• [TASK DIRECTIONS]
Reproduce every record below exactly as it appears.
=== Section Start ===
PR #3170, opened 2020-11-09
Incorporate shadowRoot in focus calculation.

blois:
This adds a call to getRootNode to get either the Document or the ShadowRoot to use when calculating whether the textarea has focus. This allows the cursor to render as focused when the terminal is rendered within a shadow DOM.

getRootNode is guarded for older browser compatibility (IE).


Tyriar (approved):
Thanks!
=== Section End ===
• [TASK OUTPUT]
PR #3170, opened 2020-11-09
Incorporate shadowRoot in focus calculation.

blois:
This adds a call to getRootNode to get either the Document or the ShadowRoot to use when calculating whether the textarea has focus. This allows the cursor to render as focused when the terminal is rendered within a shadow DOM.

getRootNode is guarded for older browser compatibility (IE).


Tyriar (approved):
Thanks!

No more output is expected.